Bahkan untuk royalti emas dan perak di Papua, Freeport yang cuma “tukang
cangkul” dapat 99% sementara bangsa Indonesia sebagai pemilik emas cuma dibagi
1%! Bagaimana bisa kaya? Jadi kalau didapat emas dan perak sebesar Rp 100 trilyun,
Indonesia cuma dapat Rp 1 trilyun saja!
Banyak perusahaan asing beroperasi menguras kekayaan alam Indonesia. Tetangga
saya yang menambang emas bekerjasama dengan penduduk lokal dengan memakai
alat pahat dan martil saja bisa mendapat Rp 240 juta per bulan, bagaimana dengan
Freeport yang memakai banyak excavator dan truk-truk raksasa yang meratakan
gunung-gunung di Papua?
Agar Indonesia bisa makmur, maka Indonesia harus mengelola sendiri kekayaan
alamnya.

Jika beberapa langkah sederhana bisa dilakukan, niscaya Indonesia akan menjadi
lebih baik.

BAB 3
PENUTUP
Kemiskinan merupakan bagian yang tak terpisahkan dari pola pembangunan yang
dicanangkan oleh pemerintah. Ia akan hadir dengan kuantitas yang luar biasa besarnya
seiring dengan tidak meratanya pembangunan. Kemiskinan juga tidak lagi dipahami hanya
sebatas ketidakmampuan ekonomi tetapi juga kegagalan dalam memenuhi hak/kebutuhan
dasar seperti pendidikan, kesehatan dan sarana aktualisasi diri.
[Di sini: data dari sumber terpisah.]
PR #4858, opened 2017-02-26
Implicit headers for SpringCodegen 

huningd:
### PR checklist

### Description of the PR

This PR adds a new feature which makes it possible to choose between implicit headers or explicit headers. If you set the option implicitHeaders the generator will add @ApiImplicitParams and for each header a @ApiImplicitParam annotation instead of method parameters. 
Example:
_implicitHeaders = true_
`    
@ApiImplicitParams({
    @ApiImplicitParam(name = "enumHeaderStringArray", value = "Header parameter enum test (string array)",  dataType = "List<String>", paramType = "header"),@ApiImplicitParam(name = "enumHeaderString", value = "Header parameter enum test (string)",  dataType = "String", paramType = "header")
})
`
_implicitHeaders = false_
`
 @ApiParam(value = "Header parameter enum test (string array)"  , allowableValues="GREATER_THAN, DOLLAR") @RequestHeader(value="enum_header_string_array", required=false) List<String> enumHeaderStringArray
`
This feature is helpful because in spring mvc you often use filters and interceptors to handle header parameters. When you use filters and interceptors explicit headers in methods are needless.


wing328:
@huningd thanks for the contribution.

@cbornet @jfiala when you've time, please take a look. Thanks.

jfiala:
Looks good, although I didn't have such a use case so far.
In case this is useful for another language this could be ported then.

wing328:
@jfiala thanks for reviewing

@huningd thanks for the contribution, which has been merged into master.

PR #4874, opened 2017-02-28
Update spring samples with current code.

ePaul:
This is done so I can see my own changes better.

### PR checklist

- [x] Ran the shell/batch script under `./bin/` to update Petstore sample so that CIs can verify the change. (For instance, only need to run `./bin/{LANG}-petstore.sh` and `./bin/security/{LANG}-petstore.sh` if updating the {LANG} (e.g. php, ruby, python, etc) code generator or {LANG} client's mustache templates)

### Description of the PR

This doesn't change anything, just updates the samples.
Feel free to merge or not, I'll base my next pull-requests affecting spring on this commit.

Issue #4870, opened 2017-02-28
Spring Boot Path Parameter in the Spec gets renamed into CamelCase in Code and the spec thats generated!


techlogix:
##### Description

Path parameter defined in the yaml spec for example "student-id" on the path and named as such in the parameter name - gets incorrectly renamed to "studentId" in the Spring Controller.

##### Swagger-codegen version

This is the latest version thats hooked to the editor at editor.swagger.io.
##### Steps to reproduce

Create any POST URI path with a path paramenter and have a name that's hypenated.

e.g. POST /students/student-id

Then generate Spring Boot - the API and Controller do not have that name for the parameter - instead it expects a Camel Case.

digitaldivvy:
This issue is a BLOCKER - a fix should be to respect the exact name of the path parameter in the Spring Code that's generated.

techlogix:
in the YAML snippet below - the path parameter is called 'transaction_id' - but when the Spring code is generated - the code 

***Java Code snippet ***
@PathVariable("transactionId") String transactionId)

this is incorrect

it SHOULD be

@PathVariable("transaction_Id") String transactionId)


*** the YAML Spec ***
```  /foo/{transaction_id}/bar:
    post:
      summary: |
        
       
      description: |

      consumes:
        - application/json
        - application/xml
      produces:
        - application/json
        - application/xml
      parameters:
        - in: path
          name: transaction_id
          description:
          required: true
          type: string
        - in: body
          name: account
          description: Add an account to an existing transaction. If one already exists this will error out.
          required: true
          schema:
            $ref: "#/definitions/Account"
```

wing328:
To fix it, can you try updating the following file?

[modules/swagger-codegen/src/main/resources/JavaSpring/pathParams.mustache](https://github.com/swagger-api/swagger-codegen/blob/master/modules/swagger-codegen/src/main/resources/JavaSpring/pathParams.mustache)

and replace `@PathVariable("{{paramName}}")` with `@PathVariable("{{baseName}}")`

then use `-t` to specify the mustache template path.

techlogix:
I made the changes locally and tested it. Yes - the parameters are now showing up.

wing328:
@techlogix thanks for testing the fix.

@ePaul has filed https://github.com/swagger-api/swagger-codegen/pull/4875 to fix the in the template.

techlogix:
@wing328 You're welcome. 
[...]

PR #4875, opened 2017-02-28
Fix for #1219

### LINKED ISSUE #1219: springmvc: parameter names don't survive generation
**Summary**
When parameter names are sanitized, the HTTP side parameters can not be matched again with the Java side parameters.

**Details**
When generating springmvc or jaxrs Java server classes, each swagger parameter becomes an annotated parameter of the method, with both Swagger and Spring/JaxRS annotations.

Some of these annotations' arguments are meant to transport the parameter name as used in the protocol, but they are currently either empty (falling back to some default) or filled with the sanitized Java parameter name – which is wrong.

**Reproducible**

Here is my bug-trigger.yaml:

```
swagger: '2.0'
info:
  description: |
  version: 0.0.1
basePath: /api
definitions:
  example:
    type: object
    properties:
      foo:
        type: object
        properties:
          bar:
            type: string
paths:
  "/path/{foo_id}":
    parameters:
      - name: foo_id
        in: path
        type: string
    get:
      parameters:
       - name: If-None-Match
         in: header
         type: string
      responses:
        200:
          description: "blub"
          schema:
            $ref: "#/definitions/example"
```

(The important part is the Path here.)

When using the `spring-mvc` language, it generates the following file (beside others):

```
[imports snipped]

@Controller
@RequestMapping(value = "/path", produces = {APPLICATION_JSON_VALUE})
@Api(value = "/path", description = "the path API")
@javax.annotation.Generated(value = "class io.swagger.codegen.languages.SpringMVCServerCodegen", date = "2015-09-11T17:10:19.015+02:00")
public class PathApi {


  @ApiOperation(value = "", notes = "", response = Example.class)
  @ApiResponses(value = { 
    @ApiResponse(code = 200, message = "blub") })
  @RequestMapping(value = "/{foo_id}", 


    method = RequestMethod.GET)
  public ResponseEntity<Example> pathFooIdGet(
@ApiParam(value = "",required=true ) @PathVariable("fooId") String fooId
,

@ApiParam(value = ""  ) @RequestHeader(value="ifNoneMatch", required=false) String ifNoneMatch
)
      throws NotFoundException {
      // do some magic!
      return new ResponseEntity<Example>(HttpStatus.OK);
  }


}
```

The parameters `If-None-Match` and `foo_id` got transformed to `ifNoneMatch` and `fooId`, with no trace of the original names. The `@RequestHeader` and `@PathVariable` names even have the sanitized names instead of the original one.

I'm not sure about Swagger's `@ApiParam` annotations – I guess those should have the correct names, too.

When using the `jaxrs` "language", it generates this:

```
[imports snipped]

@Path("/path")


@io.swagger.annotations.Api(value = "/path", description = "the path API")
@javax.annotation.Generated(value = "class io.swagger.codegen.languages.JaxRSServerCodegen", date = "2015-09-11T17:16:59.995+02:00")
public class PathApi  {

   private final PathApiService delegate = PathApiServiceFactory.getPathApi();

    @GET
    @Path("/{foo_id}")


    @io.swagger.annotations.ApiOperation(value = "", notes = "", response = Example.class)
    @io.swagger.annotations.ApiResponses(value = { 
        @io.swagger.annotations.ApiResponse(code = 200, message = "blub", response = Example.class) })

    public Response pathFooIdGet(@ApiParam(value = "",required=true ) @PathParam("foo_id") String fooId,
    @ApiParam(value = ""  )@HeaderParam("If-None-Match") String ifNoneMatch)
    throws NotFoundException {
        return delegate.pathFooIdGet(fooId,ifNoneMatch);
    }
}
```

Here the JaxRS annotations have the correct values, the swagger annotations still have none.

I guess similar things might happen in other language generators.

**Analysis**
I guess the `*param.mustache` files need to be changed to use `baseName` instead of `paramName` at the correct places, and to have the names additionally in the @ApiParam annotation (if this is thought sensible).

ePaul:
This hopefully fixes #1219 and #4870 (and possibly other issues).

### PR checklist

- [x] Ran the shell script `./bin/spring-all-petstore.sh` to update Petstore sample so that CIs can verify the change. 
- [?] Filed the PR against the correct branch: master for non-breaking changes and `2.3.0` branch for breaking (non-backward compatible) changes.
    * While this changes the behavior of the generated code, this code didn't work before, and now works. I think it doesn't break anything which was working correctly.

### Description of the PR

This includes the changes of #4874 – view just the last commit in the diff, or merge that PR before this one to see the effects of the actual changes on the samples here.

As proposed by @wing328 in #4870, I tried to use `{{baseName}}` instead of `{{paramName}}` for the values of some generated Spring annotations. I used this for all parameter types: path parameters, form parameters and query parameters. Header parameters were already correct.


ePaul:
Rebased onto master to trigger CI again.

Dua variabel pokok yang sangat menentukan dalam menentukan besar kecilnya jumlah
kemiskinan atau yang lazim dikenal dengan Garis Kemiskinan (GK) adalah Garis kemiskinan
Makanan (GKM) yang berbasis pada pendekatan pemenuhan asupan kalori sebesar 2.100
kkal/hari per kapita dan Garis Kemiskinan Bukan Makanan (GKBM) yang berbasis pada
pemenuhan hak pokok seperti pendidikan dan kesehatan.
Sector UMKM yang telah teruji dalam sejarah Indonesia dimasa krisis ekonomi 1997, dewasa
ini makin menampakkan peran vitalnya dalam mengembangkan perekonomian Indonesia.
Oleh karena itu, adalah wajar manakala pemerintah menyadari peran vital tersebut yang
ditandai dengan regulasi kebijakan yang berbasis rakyat yang dalam hal ini bersinergi dengan
sector UMKM.
Dari hal tersebut, ditujuklah sector UMKM sebagai instrument yang kompetitif dalam
menanggulangi kemiskinan. Beberapa kebijakan yang menyangkut pemberdayaan sector
UMKM ini seperti pengguliran program KUR dan PNPM. Melalui dua program tersebut,
beberapa persoalan yang menghadang UMKM selama ini seperti minimnya akses
perkreditan dan pola pendampingan usaha, sedikit demi sedikit dapat teratasi.